(Stored data):
Issue #278, opened 2023-10-31
Artefacts are being left behind after uninstall


fidencio:
```
ubuntu@operator:~$ tree /opt/confidential-containers/
/opt/confidential-containers/
└── share
    └── nydus-snapshotter
        └── config-coco-guest-pulling.toml

2 directories, 1 file
```

^^^ this is not being cleaned up after the uninstall

PR #280, opened 2023-10-31
pre-install: pre-install: Remove nydus-snapshotter config

fidencio:
We've been leaving the nydus-snapshotter config behind because we were
trying to remove it from a path that was changed from the first
iteration of the nydus-snapshotter addition, but ended up not being
noticed during review.

While here, let's also make sure to entirely remove
`/opt/confidential-containers/share`, as nydus-snapshotter is the only
bit of code using that.

Fixes: #278

While here let's also pre-remove ctr cleanup of nydus snapshotters

This has proven to be useless as it is, as `ctr` doesn't have access to
the `/var/run/{containerd,containerd-nydus}` to actually be able to
perform any operation.

We could, obviously, expose those to the operator, but I'm very much
against adding even more host mounts to the operator, unless this is
strictly needed, and right now I don't think it is (and I'm fine to be
proven wrong in the future ;-)).

### DIFF
--- a/install/pre-install-payload/scripts/reqs-deploy.sh
+++ b/install/pre-install-payload/scripts/reqs-deploy.sh
@@ -126,7 +126,12 @@ function uninstall_nydus_snapshotter_artefacts() {
 	rm -f /opt/confidential-containers/bin/containerd-nydus-grpc
 	rm -f /opt/confidential-containers/bin/nydus-overlayfs
 	rm -f /usr/local/bin/nydus-overlayfs
-	rm -f /opt/confidential-containers/share/remote-snapshotter/config-coco-guest-pulling.toml
+	rm -f /opt/confidential-containers/share/nydus-snapshotter/config-coco-guest-pulling.toml
+
+	# We can do this here as we're sure that only the nydus-snapshotter is
+	# installing something in the /opt/confidential-containers/share
+	# directory
+	rm -rf /opt/confidential-containers/share
 	rm -rf /var/lib/containerd-nydus/*
 }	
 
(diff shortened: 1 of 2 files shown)


fitzthum (approved):
LGTM. We might want to run the tests twice here because this is a change to the uninstall stuff. 

Also, @ryansavino looks like we need some cleanup on the SEV/SNP node.

wainersm (approved):
@fidencio lgtm

install/pre-install-payload/scripts/reqs-deploy.sh
```diff
@@ -112,8 +116,8 @@ function uninstall_containerd_artefacts() {
 
 function uninstall_nydus_snapshotter_artefacts() {
 	if host_systemctl list-units | grep -q nydus-snapshotter; then
-		for i in `ctr -n k8s.io snapshot --snapshotter nydus list | grep -v KEY | cut -d' ' -f1`; do
-			ctr -n k8s.io snapshot --snapshotter nydus rm $i || true
+		for i in `host_ctr -n k8s.io snapshot --snapshotter nydus list | grep -v KEY | cut -d' ' -f1`; do
+			host_ctr -n k8s.io snapshot --snapshotter nydus rm $i || true
```
wainersm, line 120: @fidencio I was about to ask you if there is a situation where `ctr` is not installed, but this `|| true` will handle any error.

wainersm (approved):
very clever way of solving it @fidencio !

fitzthum (approved):
LGTM

fidencio:
I'm going ahead and merging this one, as the changes will most likely help with the AMD / Intel CIs.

(What you will do): The full set of entries, copied exactly, is the expected answer.

(Exercise output):
Issue #278, opened 2023-10-31
Artefacts are being left behind after uninstall


fidencio:
```
ubuntu@operator:~$ tree /opt/confidential-containers/
/opt/confidential-containers/
└── share
    └── nydus-snapshotter
        └── config-coco-guest-pulling.toml

2 directories, 1 file
```

^^^ this is not being cleaned up after the uninstall

PR #280, opened 2023-10-31
pre-install: pre-install: Remove nydus-snapshotter config

fidencio:
We've been leaving the nydus-snapshotter config behind because we were
trying to remove it from a path that was changed from the first
iteration of the nydus-snapshotter addition, but ended up not being
noticed during review.

While here, let's also make sure to entirely remove
`/opt/confidential-containers/share`, as nydus-snapshotter is the only
bit of code using that.

Fixes: #278

While here let's also pre-remove ctr cleanup of nydus snapshotters

This has proven to be useless as it is, as `ctr` doesn't have access to
the `/var/run/{containerd,containerd-nydus}` to actually be able to
perform any operation.

We could, obviously, expose those to the operator, but I'm very much
against adding even more host mounts to the operator, unless this is
strictly needed, and right now I don't think it is (and I'm fine to be
proven wrong in the future ;-)).

### DIFF
--- a/install/pre-install-payload/scripts/reqs-deploy.sh
+++ b/install/pre-install-payload/scripts/reqs-deploy.sh
@@ -126,7 +126,12 @@ function uninstall_nydus_snapshotter_artefacts() {
 	rm -f /opt/confidential-containers/bin/containerd-nydus-grpc
 	rm -f /opt/confidential-containers/bin/nydus-overlayfs
 	rm -f /usr/local/bin/nydus-overlayfs
-	rm -f /opt/confidential-containers/share/remote-snapshotter/config-coco-guest-pulling.toml
+	rm -f /opt/confidential-containers/share/nydus-snapshotter/config-coco-guest-pulling.toml
+
+	# We can do this here as we're sure that only the nydus-snapshotter is
+	# installing something in the /opt/confidential-containers/share
+	# directory
+	rm -rf /opt/confidential-containers/share
 	rm -rf /var/lib/containerd-nydus/*
 }	
 
(diff shortened: 1 of 2 files shown)


fitzthum (approved):
LGTM. We might want to run the tests twice here because this is a change to the uninstall stuff. 

Also, @ryansavino looks like we need some cleanup on the SEV/SNP node.

wainersm (approved):
@fidencio lgtm

install/pre-install-payload/scripts/reqs-deploy.sh
```diff
@@ -112,8 +116,8 @@ function uninstall_containerd_artefacts() {
 
 function uninstall_nydus_snapshotter_artefacts() {
 	if host_systemctl list-units | grep -q nydus-snapshotter; then
-		for i in `ctr -n k8s.io snapshot --snapshotter nydus list | grep -v KEY | cut -d' ' -f1`; do
-			ctr -n k8s.io snapshot --snapshotter nydus rm $i || true
+		for i in `host_ctr -n k8s.io snapshot --snapshotter nydus list | grep -v KEY | cut -d' ' -f1`; do
+			host_ctr -n k8s.io snapshot --snapshotter nydus rm $i || true
```
wainersm, line 120: @fidencio I was about to ask you if there is a situation where `ctr` is not installed, but this `|| true` will handle any error.

wainersm (approved):
very clever way of solving it @fidencio !

fitzthum (approved):
LGTM

fidencio:
I'm going ahead and merging this one, as the changes will most likely help with the AMD / Intel CIs.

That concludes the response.